LISTED RECORDS START
PR #4324, opened 2021-01-21
Add SDG target tags and filter

javierm:
## References

* Goal tags and filters were added in pull requests #4305 and #4300

## Objectives

* Make it possible to filter debates, proposals and budget investments by SDG target
* Display associated SDG targets alongside associated SDGs

### Before these changes

There's no filter by target and no targets are displayed alongside SDG icons

### After these changes

There's a filter by target in the debates index and only debates tagged with that target are displayed

### DIFF
--- a/app/assets/stylesheets/advanced_search.scss
+++ b/app/assets/stylesheets/advanced_search.scss
@@ -22,10 +22,10 @@
 
     .date-filters {
       float: left;
-      width: 50%;
+      width: 25%;
 
       .filter {
-        width: 50%;
+        width: 100%;
       }
 
       .custom-date-filters {
--- a/app/assets/stylesheets/application.scss
+++ b/app/assets/stylesheets/application.scss
@@ -29,6 +29,7 @@
 @import "jquery-ui/sortable";
 @import "leaflet";
 @import "sticky_overrides";
+@import "tags";
 @import "admin/*";
 @import "sdg/**/*";
 @import "sdg_management/*";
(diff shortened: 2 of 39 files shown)


Senen (changes requested):
Hi Javi, here are the issues I found:

1º There are some missing translations. See attached patch: `TagListComponenetLocalTargetTitles.txt`

2º I think I found a case when the see more link of SDG::Goal::TagListComponent is not working properly. To reproduce the issue you can assign more targets or local targets to a relatable but do not save the direct relation with their goals, this happens because the method `count_out_of_limit` only considers the relatable goals number. If we are always going to ensure to save the direct relation with the goal we probably can let it as it is.
Check the attached patch called: `TagListComponenetSeeMoreLimit.txt`

And the last visual thing is the text color of the "See more" link. Check the image below:
Captura de pantalla 2021-01-22 a las 14 31 01

**Patches**
[TagListComponentLocalTargetsTitles.txt](https://github.com/consul/consul/files/5856145/TagListComponentLocalTargetsTitles.txt)
[TagListComponentSeeMoreLimit.txt](https://github.com/consul/consul/files/5856151/TagListComponentSeeMoreLimit.txt)


I left two more comments at code.

javierm:
Thanks for the review! I've added the changes you mentioned. We might need to review the "limit" thing in the future, but I guess using the same interface and limit we use for tags is OK for now :thinking:.

Senen (approved):
👍🏼

Senen (approved):

PR #3017, opened 2018-08-02
Updated to not start performance if player uses an instrument

dr-leustyin:


first-aid.lic
```diff
@@ -30,8 +30,10 @@ class FirstAid
   end
 
   def compendium_charts
-    pause 2 # to give performance time to complete before_dying if stopped from the previous script
-    start_script('performance', ['noclean']) unless Script.running?('performance')
+    unless @settings.instrument
```
rpherbig: ❓ This is the same as `if ! @settings.instrument`. I thought the intent was to only start `performance` if the user _does_ have an instrument defined...?

dr-leustyin: We only want to start performance if the user does not have an instrument.  Doing first-aid and playing an instrument is not possible, so performance doesn't train.

I thought the convention was to use `unless` instead of `if not`.  I can get this updated if that's not the case

rpherbig: `unless` is fine, I was just trying to clarify the intent. Thank you.

PR #3025, opened 2018-08-03
base-theurgy.yaml: Add holy water source to shard

Sarvatt:


Sarvatt:
there is no natural source of holy water in p5 so making hometown: Hib people go there is the best option. It's not far with ice skates.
LISTED RECORDS END
[GOAL OF THE EXERCISE]:
The lines you need are those holding the word "attached"; copy each of them from the material above.

[EXERCISE ANSWER]:
1º There are some missing translations. See attached patch: `TagListComponenetLocalTargetTitles.txt`
Check the attached patch called: `TagListComponenetSeeMoreLimit.txt`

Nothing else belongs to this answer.